Japan ‘isolated’ from world on death penalty: Amnesty International researcher


Japan is “extremely isolated” from the world on the question of the death penalty, according to Jan Wetzel, a senior policy adviser at human rights and capital punishment lobby group Amnesty International.

Wetzel said 22 countries carried out capital punishment last year, or “about 10 percent of the states of the world.” He was speaking during an interview in Tokyo.

“In the global trend, countries like Japan that (maintain the) death penalty are becoming extremely isolated.”

The results of an opinion poll released by the Cabinet Office in January showed that 80 percent of Japanese want the death penalty to remain, while less than 10 percent support abolition.

Wetzel noted that Japan and the United States are the only major industrialized countries that have the death penalty.

Of the two, the United States is showing “a real move away from death penalty,” with six states having decided in recent years to abolish it, Wetzel said.
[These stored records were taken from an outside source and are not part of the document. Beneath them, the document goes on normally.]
PR #4784, opened 2024-09-09
add product analytics rate limiting

ritch:
Adds rate limiting and debouncing to the analytics package.

## Summary by CodeRabbit

- **New Features**
	- Enhanced analytics functionality with configurable event rate limiting and debouncing options.
	- Improved event tracking efficiency by preventing excessive or rapid event logging.
- **Bug Fixes**
	- Added debugging messages for better visibility on event tracking behavior and limits.
	- Ensured analytics do not load without a write key and respect the `doNotTrack` flag.

### DIFF
--- a/app/packages/analytics/src/usingAnalytics.ts
+++ b/app/packages/analytics/src/usingAnalytics.ts
@@ -9,7 +9,6 @@ export type AnalyticsInfo = {
 };
 
 export type AnalyticsConfig = {
-  eventRateLimit: number;
   debounceInterval: number;
 };
 
@@ -17,7 +16,7 @@ let _analytics: Analytics = null;
 
 export default function usingAnalytics(info: AnalyticsInfo): Analytics {
   if (!_analytics) {
-    _analytics = new Analytics(info);
+    _analytics = new Analytics();
   }
   if (info) {
     _analytics.load(info);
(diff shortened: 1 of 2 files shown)


app/packages/analytics/src/usingAnalytics.ts
```diff
@@ -23,6 +25,20 @@ export default function usingAnalytics(info: AnalyticsInfo): Analytics {
 export class Analytics {
   private _segment?: AnalyticsBrowser;
   private _debug = false;
+  private _eventCount = 0; // Tracks number of events per session
+  private _lastEventTimestamps: Record<string, number> = {}; // Tracks last event times
+  private _rateLimit = 500; // Default max events per session
```
kaixi-wang, line 30: we should do a quick check against the existing events before deciding on these defaults as this could potentially skew the data significantly and lead to inaccurate analyses

app/packages/analytics/src/usingAnalytics.ts
```diff
@@ -6,13 +6,15 @@ export type AnalyticsInfo = {
   userGroup: string;
   doNotTrack?: boolean;
   debug: boolean;
+  eventRateLimit?: number; // Max events per session
```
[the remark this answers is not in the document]
ritch: Lifetime of the browser tab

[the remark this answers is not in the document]
ritch: refresh would clear this

app/packages/analytics/src/usingAnalytics.ts
jleven: I would vote pretty strongly against a max events per session limit.

jleven (commented):
I think the debounce is a reasonable stop-gap. I would need some convincing to get on board with a events-per-session limit, do we think the debounce won't solve the problem on its own?

I'd prefer if we could (eventually) fix the problem at its source and stop emitting extra events, but the debounce seems like a good immediate fix.

app/packages/analytics/src/usingAnalytics.ts
ritch: Sounds good to me

kaixi-wang (approved):
lgtm!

An insistence on a harsh penalty by victims’ relatives is widely seen as one factor behind Japan’s stubborn opposition to abolition.

On the other hand, many who seek the abolition of the death penalty say execution is murder. In the United States, some victims’ families have protested capital punishment, Wetzel said.

Japan should review its policy not least because of the case of Iwao Hakamada, Wetzel said.

Hakamada, a former professional boxer, was released from death row following a court decision last year to reopen his case. He was arrested in August 1966 on charges of killing four members of a family in Shimizu, Shizuoka Prefecture, and spent 48 years in detention and for most of that time lived in fear that he would be killed the following day.

Wetzel said the penal system had caused Hakamada and his family many years of psychological suffering.

“We hope that this case and others will spark wider discussion on the death penalty in Japan.”

Japan, Wetzel added, “needs to decide which side it wants to be in the future,” grouped with countries like North Korea and Iran, or to join “the majority of the world that say death penalty is outdated.”